It would be a shame to be here in Jordan and not share something about this remarkable land. The picture above is taken from my hotel window in Sixth Circle. In it, you can see how the white stone buildings stretch on and on and on. No picture, however, can provide the feeling of standing anywhere in the city of Amman and seeing the seven hills strewn with houses that, for the most part, look little different today from what they have looked like for time immemorial. Even more difficult for a photograph to show would be the feeling that many report, the one I felt a little more than six years ago when I came here for the first time: a sense of belonging. Not to the city; the belonging is greater than that. Not to the country; the belonging is greater than that, too. Not to the land, for the belonging is greater than even that. The belonging is more than simply to a place, it is to a time. And it is more than to a time; it is to all time. As I stood for the first time, looking out over the ancient hills that comprise and surround Amman, the sand and dust beyond that will eventually turn into the Wadi Rum desert, the crumbling stone artifacts that represent the old Roman Ampitheater or the Citadel, the modern cars that swoosh past with seeming oblivion to the holiness of this land, and the people dressed in anything from total-cover garb that goes back to the days before those modern cars and modern buildings to Western t-shirts and jeans, one suddenly understands where one belongs in this life. Amman joins the past, the present, and the future into one time. Where one belongs is in the middle of this mixture, in the "now." We all have a place in this universe; it just can be felt a little more strongly and a little more clearly in Amman than in any other place on whose soil I have trod. Many visitors have told me that they have felt the same thing.
I suppose there are other cities in the Middle East that might awaken similar feelings. Damascus is one of them. I have been there. It is a great, ancient city, but the lightness of the stone in Amman and the lightness of being that it awakens is, for me, more comforting, more enticing.
There are some wonderful places in Jordan besides Amman. Most are fairly well known, but just in case, let me share my favorites and the reason for that.
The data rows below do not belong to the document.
PR #4651, opened 2026-08-25
fix(web-components): recalculate navigation group height on expand

### LINKED ISSUE #3901: Internal issue 3101 - Navigation Group item sizes calculated incorrectly
h3. Summary of the bug

When using `collapsedIconLabels=\{true}`, the height of the navigation group remains the same whether the side bar is expanded or collapsed. This leaves a gap between the items when expanded.
h3. 🪜 How to reproduce

[See this stackblitz](https://stackblitz.com/edit/bcpp8haa?file=src%2Fapp.tsx&hideExplorer=1)
h3. 🧐 Expected behaviour

I'd expect the size of the navigation group to be updated when the sidebar is expanded and collapsed.
h3. 🚨 Urgency (low, medium or high)

Medium

sylvesterkaczmarek:
## Summary of the changes

Fixes grouped navigation item spacing when `collapsedIconLabels` causes taller items in a collapsed side navigation and the side navigation is then expanded.

`IcNavigationGroup` cached the sum of child item heights while collapsed. On the first transition to the expanded state, the cache-miss path waited for layout to settle but then reused the old cached total instead of measuring the now-expanded items. This left the grouped-links wrapper at the collapsed height.

This change:
- centralises the current grouped-item height measurement;
- performs the initial measurement after the existing layout debounce instead of before it;
- remeasures after the first side-navigation expansion or collapse for an uncached state;
- preserves the per-state height cache for subsequent transitions.

No public API changes.

## Related issue

Closes #3901

## Testing

- [x] Adds a unit regression with different collapsed and expanded child heights.
- [x] Verifies the grouped-links height changes from 160px collapsed to 80px expanded.
- [x] Verifies the remeasurement occurs after the existing 100ms layout debounce.
- [x] Final branch is one `web-components` commit.
- [x] Branch is based directly on `develop`.

Full upstream CI will run when the PR is opened.

### DIFF
--- a/packages/web-components/src/components/ic-navigation-group/ic-navigation-group.tsx
+++ b/packages/web-components/src/components/ic-navigation-group/ic-navigation-group.tsx
@@ -130,20 +130,22 @@ export class NavigationGroup {
     }
   }
 
-  componentDidLoad(): void {
-    this.allGroupedNavigationItemHeights = `${Array.from(
-      this.el.querySelectorAll(IC_NAVIGATION_ITEM)
-    ).reduce(
+  private getGroupedNavigationItemsHeight = (): string =>
+    `${Array.from(this.el.querySelectorAll(IC_NAVIGATION_ITEM)).reduce(
       (childrenHeights, { offsetHeight }) => childrenHeights + offsetHeight,
       0
     )}px`;
 
+  componentDidLoad(): void {
     /**
      * debounce is required as the incorrect height was retrieved instantly after
      * componentDidLoad is invoked.
      */
     setTimeout(() => {
       if (!this.linkWrapper || !this.expanded) return;
+
+      this.allGroupedNavigationItemHeights =
+        this.getGroupedNavigationItemsHeight();
 
       if (!this.isSideNavExpanded)
         this.collapsedNavItemsHeight = this.allGroupedNavigationItemHeights;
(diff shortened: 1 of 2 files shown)


packages/web-components/src/components/ic-navigation-group/test/basic/ic-navigation-group-height-recalculation.spec.ts
```diff
@@ -0,0 +1,57 @@
...
+      })
+    );
+
+    jest.advanceTimersByTime(100);
+    await page.waitForChanges();
+
+    expect(
+      groupedLinks.style.getPropertyValue("--navigation-child-items-height")
+    ).toBe("80px");
+  });
```
GCHQ-Developer-530, line 56: Please move this into the ic-navigation-group.spec.ts test file

GCHQ-Developer-530 (approved):
Tested using playground, looks good to me!

For other reviewers:
The bug -

https://github.com/user-attachments/assets/4a9d7dae-f544-4f1f-aa7b-de3ce64e5d5b

After this fix - 

https://github.com/user-attachments/assets/1d642a18-c50d-4161-b54f-691355a72564

GCHQ-Developer-299 (approved):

There is, of course, the Dead Sea. I have a special relationship with the Dead Sea for in 2004, when I first visited it, my arm had had been bleeding every day for more than two years from a dermatofibroma. A cancer surgeon had done a biopsy and declared it benign, but it created a malignant mess on all my blouses. After swimming (or bobbing) in the Dead Sea, I fell asleep under the warm, soothing sun, awakening only when the sun climbed higher into the sky and began to bake me like a pie, literally, for by that time, the salt and minerals had encrusted me. Itching from salt on skin, I walked over to one of the many spigots available on the beach and washed off all the salt I could find. I was still partially encrusted and decided to take a shower in the hotel day room that friends and I had rented on the beach. After a leisurely, cool shower, I noticed quite by chance that there was no blood on the towel. There was always blood on the towel after a shower. I looked at my arm. What the heck! I could not find the dermatofibroma. I trotted over to the mirror for a closer and fuller look. By golly, it was gone. All gone! No sign that it had ever been there. Unbelievable! So, indeed, I will always have a special relationship with the Dead Sea.
Then there is the great desert of Wadi Rum. One can easily understand why the Israelis were lost here for 40 years whether by Divine plan or simply by the nature of the terrain. Watching the Bedouin navigate the sand dunes in their contemporary four-wheeled vehicles is quite a contrast: the land of old and the people of new. Not that new, though. Many old traditions remain. I love Wadi Rum. I have a special relationship with the desert, as well as the sea, for Donnie and I spent a blissful week living with Bedouin desert dwellers during the Eid of 2005. Donnie would spend early morning and evening hours photographing the desert at the time when it was most fully clothed in splendid colors while Sabah, the youngest son in the Bedouin family, would lie on the desert sand, watching him, not moving so as to encourage the birds that would gently settle down near us to stay just a little longer, and marveling at the caravans of riderless camels making their way back home to their Bedouin owners. I particularly adored the baby white camel that Sabah's parents owned. I knew that some day she would grow up to be as ornery, even vicious, as the camels that we were gazing upon from the safety of our piece of desert sand, but for now I enjoyed her willingness to let me sit nearby and observe her relaxing in the sun and chewing on grass, completely oblivious of any needs except those of nature.
Other places for which I have a special fondness in Jordan include some of the expected places: the Red Sea, Jerasch, Mount Nebo, the Madaba Church, but not Petra. That is only because I have not been to Petra (I know; that is scandalous), but Donnie has and is love with that place. I would provide some additional pictures and words for those places, but I am out of time and space, so I will leave to your imagination, if you have not visited this charmed and charming land, just what is so special about each of them. (Oh, uh, yes, there is always Wikipedia if you cannot stand not to know!)